Funny, how people that follow basketball and know intimately how it “works” seem to be in almost unanimous agreement that there is something going, which is not surprising, since basketball does not nearly have the “independence” that baseball has, and people who are just “numbers people” attribute all the anomalous to noise *at least that that is most likely).
Guess what? I am 95% sure that the numbers guys are wrong. Let this be a lesson. At least it should be. The numbers people are being hoisted by their own petard! They are the ones that know about Bayesian probabilities, but because they are ignorant of the unique characteristics of basketball and the potential for real effects to be causing these anomalies, they overlook, ignore, or understate the a priori probabilities.

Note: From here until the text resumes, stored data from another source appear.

Issue #12720, opened 2023-03-07
AutoFocus: Does not work inside dialog


Urtgard:
### Describe the bug

If AutoFocus is used inside a dialog, focus is not applied to the element.

### Environment

 Stackblitz

### Reproducer

https://stackblitz.com/edit/primeng-dialog-demo-u6rtzk?file=src%2Fapp%2Fapp.module.ts,src%2Fapp%2Fapp.component.spec.ts,src%2Fapp%2Fapp.component.html

### Angular version

15.2.1

### PrimeNG version

15.2.0

### Build / Runtime

Angular CLI App

### Language

TypeScript

### Node version (for AoT issues node --version)

16.17.1

### Steps to reproduce the behavior

Use autofocus inside a dialog.

```html
<p-dialog [(visible)]="displayBasic">
  <input
    type="text"
    pInputText
    placeholder="Automatically focused"
    pAutoFocus
    [autofocus]="true"
  />
</p-dialog>
```

### Expected behavior

Dialog opens and focus is applied to the element.

nvkuznetsova:
I have the same issue inside dynamic dialog

jgaston5:
I believe that this issue is related to the fix for #12319. It nolonger looks for the autofocus element, but rather just grabs the first focusable item.

alvarosinmarca:
Same error with version primeng 16.0.2

cetincakiroglu:
This happens because autoFocus is applied on the initial load of the page rather than the component, that's how the autofocus attribute works in a webpage. That directive's sole purpose is to give autofocus property in the correct way, some html attributes need to be assigned in a different way because of virtual dom. In your example, autofocus does the job and focuses on the first element, as I mentioned it does not work in component-wise, component initialization is not the case with HTML autofocus attribute it only works on the initial load of the webpage.

Because of this, autofocus will not work when the component is initialized and that's why the input inside the dialog doesn't receive focus since autofocus is already applied at the initial load to a different element. Instead, you can implement it manually as below, please see the refactored example. 
Closing the issue since it's a misunderstanding of the autofocus attribute, thanks for reporting!

https://stackblitz.com/edit/primeng-dialog-demo-hruxst?file=src%2Fapp%2Fapp.module.ts,src%2Fapp%2Fapp.component.ts,src%2Fapp%2Fapp.component.html

alvarosinmarca:
[...]

Issue #12319, opened 2022-12-02
DynamicDialog need to steal focus


Foprta:
### Describe the bug

When you open DynamicDialog with button, focus remains on the button, so you can keep presing "Enter" to spam new modals.

### Environment

MacOS 13.0.1, MacBook Pro 2021 Late
Brave Browser 1.45.131

### Reproducer

https://www.primefaces.org/primeng/dynamicdialog

### Angular version

15

### PrimeNG version

15

### Build / Runtime

Angular CLI App

### Language

TypeScript

### Node version (for AoT issues node --version)

16

### Browser(s)

Brave 1.45.131

### Steps to reproduce the behavior

1. Go to https://www.primefaces.org/primeng/dynamicdialog
2. Press "Show" button (it will open dialog)
3. Press "Enter" on keyboard (it will open dialog again)

### Expected behavior

No modals opened on "Enter" press.

cetincakiroglu:
Hi,

Good catch, thanks for reporting the issue!

mserege:
Hi,

This change breaks focus on first element with autofocus in dynamic dialog.

Would it be possible to get this fix without loosing autofocus ?

Thanks

PR #13113, opened 2023-05-29
autofocus by default dynamic dialog

brKlaus:
### Defect Fix
This PR is linked to issue #12720. This exists since the fix for #12319, as [autofocus] elements were no longer taken into account; only the first focusable element is considered now.


mertsincan:
Hi @brKlaus,

Best Regards,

The basketball guys get the conclusion right (most likely) because they unknowingly are using proper Bayesian analysis which the number guys are not.

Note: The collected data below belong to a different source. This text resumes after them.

Issue #13152, opened 2023-06-06
CascadeSelect: Wrong type definition for optionGroupChildren


VCourdy:
### Describe the bug

The type definition for the property "optionGroupChildren" of the component CascadeSelect is wrong on "16.0.0-rc.2".
Everything work just fine with "16.0.0-rc.1"

![image](https://github.com/primefaces/primeng/assets/15244542/f1ff5f73-1d70-4c71-8aea-12beaec4cda7)

it look like the issue is linked to tsconfig "importHelpers".

### Environment

WSL2 Debian 11
NodeJS 18.13.0

### Reproducer

https://stackblitz.com/edit/github-dmcdmy-zzaurf

### Angular version

16.0.0

### PrimeNG version

16.0.0-rc.2

### Build / Runtime

Angular CLI App

### Language

TypeScript

### Node version (for AoT issues node --version)

18.13.0

cholasimmons:
yea I'm also trying to use a custom interface but I'm being told only `string[] | string | undefined` are allowed

emeryao:
+1

still have the same issue here

cholasimmons:
Until it's fixed, you can Ctrl+click (on Windows) on `options` and change `string[]` to `any`.

YMingF:
no one fix this issue????

PR #13153, opened 2023-06-06
fix type

VCourdy:
PR for #13152


chunfeng-october:
hi 16.0.2  The problem has not been solved yet, please tell me when this problem will be solved

PR #13160, opened 2023-06-07
Clarify how the FileUpload accept property works

Michael-Ziluck:
This is simply a documentation clarification so I did not create an issue. Let me know if one must be created regardless.


cetincakiroglu:
Hi,

Closing the request because the file does not exist anymore. All the manual API documentation files are removed after the types are added and the documentation is updated.
I've updated the description with yours in here https://github.com/primefaces/primeng/commit/213867464857800404248e20d1121be8e121f813, thanks for reporting the issue!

I repeat (and repeat and repeat and repeat), you can’t just look at the numbers in a vacuum! I don’t know how to stress that any more than I am trying.
It is just like the odd/even days and day/night example I gave earlier. You CANNOT look at a 2.5 SD anomaly in pitcher ERA for power and finesse pitchers and conclude that “there must be something going on” and you cannot look at a 1.5 SD in day/night splits and conclude that it is just noise without knowing or estimating some probability that day/night splits for finesse and power pitchers might be “real.” Same thing for odd/even day splits.
What if you knew nothing about baseball and started looking at all kinds of splits for players: day/night, versus lefty/righty opponents, parks, etc. Could you just look at the numbers and reach good conclusion and make reliable inferences about what is likely “real” or not “real?” No, no and no! You COULD but you would do a hell of a lot better if you applied what you knew about baseball or just applied common sense. It would change those inferences and conclusions dramatically.
Tango, I am afraid you are doing the same thing with this data. Operating in a vacuum as if you know nothing about way the basketball potentially works (I don’t know whether you do or don’t). That is NOT a good way to do an analysis and come up with reliable conclusions.
I’ll say it again. From what I know about basketball, is extremely unlikely that these anomalies are occurring by random chance even though that might the conclusion you have to reach without using a Bayesian analysis (which is fine if you nothing else).